A median cost of about $0.73 per million tokens is cited as a vertical divider between lower- and higher-priced usages.

Model positioning by cost and usage:

  • Premium leaders: Higher-priced models with heavy usage, such as Claude Sonnet 4 and Gemini 2.5 Pro.

  • Efficient giants: Very low-cost but capable models with substantial usage, including Gemini Flash and DeepSeek V3.

  • Long tail: Extremely cheap models with limited adoption.

  • Premium specialists: Very expensive models serving rare but high-value tasks, including o1-Pro and GPT-5 Pro.

The analysis finds that overall price elasticity is weak:

  • A 10% reduction in price translates into only about 0.5%–0.7% additional usage.

  • For mission-critical workloads, users appear relatively insensitive to price; for low-value tasks, cutting prices alone does not necessarily unlock explosive growth.

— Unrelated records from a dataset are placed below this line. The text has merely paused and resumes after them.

PR #4821, opened 2026-07-23
feat(OneDataCollection): add grouping to the Kanban visualization

victorquiros98:
## Description

Adds the collapsible grouping mode to the Kanban visualization — the last built-in visualization missing it (table, card and list already support it). Motivated by onboarding, which groups tracked employees by policy **version**, where each version has its own set of columns (phases).

> **Draft for alignment (#f0-support).** The generic grouping follows the existing table/card/list pattern. The per-group columns API and the stacked-board layout are the two points I'd like Foundations to steer before finalizing — see "Open questions" below.

## Type of change

- Linked #f0-support thread: _pending — will link the alignment thread_

[Link to Figma Design](https://www.figma.com/design/Kb82lpJ0O95VatfTkMizsu/Onb-Policies-Co-creation?node-id=16518-30987)

Storybook: **Data Collection / Visualizations / Kanban → `KanbanWithGrouping`** (generic) and **Kanban Versions → `PerVersionColumns`** (per-version columns preview).

image

image

## Implementation details

- feat: add grouping to the Kanban visualization — pivots the per-lane grouped data into one board per group (reusing `GroupHeader` + `useGroups`); per-group counter, filter/toolbar above all groups, sort by column (not by group), collapsible header. Empty groups are omitted (standard data-driven grouping).
- refactor: extract a `KanbanBoard` component (one board's render + DnD/index maps) so the collection can render one board per group without changing flat behaviour.
- feat: add optional per-group columns via `getLanesForGroup(groupKey) => lanes` on the Kanban visualization options — each group renders its own columns while the fetch stays over the global union of lanes. Enables the onboarding case where each policy version has its own phases.

  <details>
  <summary>Why / status</summary>

  No visualization has per-group columns today. This is contained to the Kanban visualization (no changes to the fetch, source, or other visualizations) and the API shape is pending Foundations review.
  </details>
- test: cover the pivot, collapse/expand, and per-version columns (empty versions omitted).
- docs: add a "Kanban grouping" section to the Grouping docs.

### Open questions for Foundations

1. **API shape** for per-group columns — is `getLanesForGroup(groupKey) => lanes` on the Kanban options the right form?
2. **Stacked-board layout/height** — the Kanban UI is `h-full` (built for one board), so N stacked boards need a bounded height or the layout breaks. There's no existing F0 pattern; a provisional fixed height is used to preview. Affects all grouped Kanban, not just versions.


packages/react/src/patterns/OneDataCollection/visualizations/collection/Kanban/Kanban.tsx
```diff
@@ -289,40 +236,202 @@ export const KanbanCollection = <
...
+          variant: lane.variant,
+          color: lane.color,
+          total: items.length,
+          hasMore: false,
+          loading: laneData ? laneData.isInitialLoading : true,
+          loadingMore: false,
+          fetchMore: undefined,
+        }
+      })
+      const itemCount = boardLanes.reduce(
```
eliseo-juan: This computes the group counter from the records currently fetched, but the datasource already provides an authoritative one: group.itemCount, produced by grouping.groupBy[field].itemCount(groupId, filters) in packages/react/src/hooks/datasource/useData.ts:506. List and Table both use it directly (List/index.tsx:194, Table.tsx:620).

However, the study notes a pattern akin to Jevons paradox: when certain models become both “cheap enough and good enough,” they are used in more places, with longer contexts and higher call frequency. Total token consumption for those models can surge, and aggregate spending does not necessarily fall.

Taken together, the findings suggest a practical division of labor:

  • Closed-source models concentrate on high-value, high-risk tasks where quality and reliability must be tightly controlled.

  • Open-source models are favored for large-volume, cost-sensitive workloads where tolerances for imperfection are higher.

In some cases, lowering prices can lead users to simply “use much more,” rather than to spend less in absolute terms.

Broader 2025 Takeaways and Study Limitations

The report closes with several broad observations drawn from its data:

  • LLMs are not just for copywriting: Programming has become the largest and strategically most important category, while role-playing and entertainment generate usage volumes comparable to classic productivity tasks.

  • A multi-model ecosystem is entrenched: Closed models dominate revenue-linked, high-stakes workloads; open models dominate low-cost, high-throughput usage.

  • Agentic reasoning is becoming standard: Longer contexts, more tool calls and multi-step logic are increasingly the norm, shifting evaluation criteria from one-off answer quality to robustness over extended reasoning chains.

  • Retention is tied to solving hard problems: The “glass slipper” effect underscores that capturing a well-fitting, high-value scenario early can matter more than incremental performance gains on benchmarks.

  • AI is no longer a North America–only story: Asia, and especially China, now play major roles as both producers and heavy users. The study argues that multilingual and multicultural adaptation will be essential in the next phase of AI deployment.

The authors also note important limitations:

  • The dataset covers only OpenRouter-platform traffic, excluding private deployments and internal enterprise systems.

  • Some metrics rely on inferred proxies, such as geographic location and identification of reasoning modes.

As a result, the report characterizes its conclusions as indicative of broader industry trends rather than definitive measures of the entire AI market.